At a time when generative AI is developing rapidly, video generation technology is becoming a new battlefield for major technology companies to compete. After OpenAI's Sora triggered a global buzz, domestic vendors have also launched their own AI video generation solutions. Recently, Baidu's commercial R&D team released a large model of multimodal generationMuseSteamerThis product not only won the world's first place in the overseas authoritative evaluation list of VBench, but also realized the synchronous generation of audio and video in the Chinese context for the first time.

Anatomy of MuseSteamer's Core Technical Capabilities
Powerful Chinese semantic understanding
The most prominent feature of MuseSteamer is its deep optimization for Chinese context. By building a billion-scale video slice database and adopting a three-stage data optimization system of "filtering-purifying-matching", it ensures precise semantic alignment between text instructions and visual elements. This targeted data processing allows the model to accurately understand the nuances and cultural connotations of Chinese cues.
Refined video structure description system
Unlike mainstream products in the industry, MuseSteamer adopts a structured video description method, which not only contains picture details (subject, background, motion, atmosphere, light and shadow), but also deeply integrates professional elements such as lens language, subject motion intensity, and style description. This refined description system covers a wide range of style types such as realistic, cinematic, cyberpunk, vintage film, minimalist, and anime.
Audio-video integration generates breakthroughs
One of the major innovations of MuseSteamer is the realization of real synchronous generation of audio and video. Through multimodal scheduling and audio/video integration learning model, the system can automatically deal with the three core issues of "who is talking, how to talk, and in what environment", so that multi-track audio such as dialogues, background sounds, music, etc. are naturally fused with the visual content, which greatly enhances the immersive degree of the viewer's experience.

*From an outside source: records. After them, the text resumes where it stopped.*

PR #61, opened 2020-12-02
Round percentage completion to nearest integer

benjimarshall:
### Changes
Add a rounding to the percentage completion using string formatting.

### Testing
Tested on Google Chrome only because this is just changing a string before it gets passed to the View.

### Screenshot
percent_rounded

### DIFF
--- a/DigitalLearningSolutions.Web/ViewModels/LearningMenu/SectionCardViewModel.cs
+++ b/DigitalLearningSolutions.Web/ViewModels/LearningMenu/SectionCardViewModel.cs
@@ -10,7 +10,7 @@
         public SectionCardViewModel(CourseSection section)
         {
             Title = section.Title;
-            PercentComplete = section.HasLearning ? $"{section.PercentComplete}% Complete" : "";
+            PercentComplete = section.HasLearning ? $"{section.PercentComplete:f0}% Complete" : "";
         }
     }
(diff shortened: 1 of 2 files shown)


DigitalLearningSolutions.Web/ViewModels/LearningMenu/SectionCardViewModel.cs
```diff
@@ -10,7 +10,7 @@ public class SectionCardViewModel
         public SectionCardViewModel(CourseSection section)
         {
             Title = section.Title;
-            PercentComplete = section.HasLearning ? $"{section.PercentComplete}% Complete" : "";
+            PercentComplete = section.HasLearning ? $"{section.PercentComplete:f0}% Complete" : "";
```
FridaTveit, line 13: A test for this would be useful? 🙂

FridaTveit (commented):

DigitalLearningSolutions.Web/ViewModels/LearningMenu/SectionCardViewModel.cs
benjimarshall: Test added in cf9a73b 🙂

FridaTveit (approved):
Looks good 🙂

Comprehensive product matrix to meet different needs
MuseSteamer offers a complete matrix of product versions that accurately cover the diverse needs of individual creators to professional film and television organizations:

Practical tests: capabilities and limitations at the same time
Outstanding performance in semantic understanding
In the semantic comprehension test, MuseSteamer showed impressive performance. For example, in the playground in the evening, a high school boy jumps up to shoot a basketball, and his figure is stretched out by the setting sun", the model accurately reproduces the complete flow of the jumping and shooting action, and the shadow of the character is consistent with the action, and the effect of the setting sun's light and shadow is natural and realistic. MuseSteamer shows a stronger semantic parsing ability than similar products in terms of deviation in action understanding.
The continuity of the action is noteworthy
In the test of "a rabbit tapping on the keyboard, then it picks up a cup to drink with one hand and continues to tap on the keyboard with the other hand", MuseSteamer not only completes the basic action sequence, but also independently adds rich facial expressions and micro-movements to the character, which makes the static graphic character vivid and lively. Although the action chain is slightly incomplete, the overall consistency is satisfactory.
Excellent performance in style control
In the fantasy style test, MuseSteamer accurately reproduced the description of the scene, "In fantasy style, a little girl runs forward on a shining unicorn through a valley of colorful bubbles". The resulting video is filled with a soft halo of light, colorful bubbles, starlight, fluttering skirts and other detailed elements, and the overall style is unified and coordinated.
Lens movement capability needs to be improved
However, MuseSteamer reveals obvious shortcomings when it comes to complex camera movements. In the "camera around the bat detective" test, the model almost did not realize the effective movement of the camera, which may be the technical limitations of the current version. Although the relatively simple "Lens Distance" command can be basically accomplished, the edges of the screen will show obvious stitching flaws.
Generation efficiency still needs to be optimized
From the overall test experience, MuseSteamer's generation speed is relatively slow, generally taking 3-5 minutes, which may affect the smoothness of the workflow for users who need to iterate their creations quickly.
The Future Picture of AI Video Generation
The release of MuseSteamer signifies that domestic AI video generation technology is rapidly catching up with the international advanced level. Although there is still room for improvement in certain complex scenarios, its breakthroughs in Chinese semantic understanding, style control and audio/video synchronization have set a new benchmark for the industry.
With the official release of the audible version in August and the successive launch of the Pro and Lite versions, MuseSteamer is expected to build an AI video generation ecology that covers the whole scene. For content creators, this not only means the upgrading of creative tools, but also represents a fundamental change in the way of creative expression.
The Turbo version of MuseSteamer is currently available for free on the "EYE" platform, interested users can visit huixiang.baidu.com Experience this revolutionary AI video generation technology for yourself.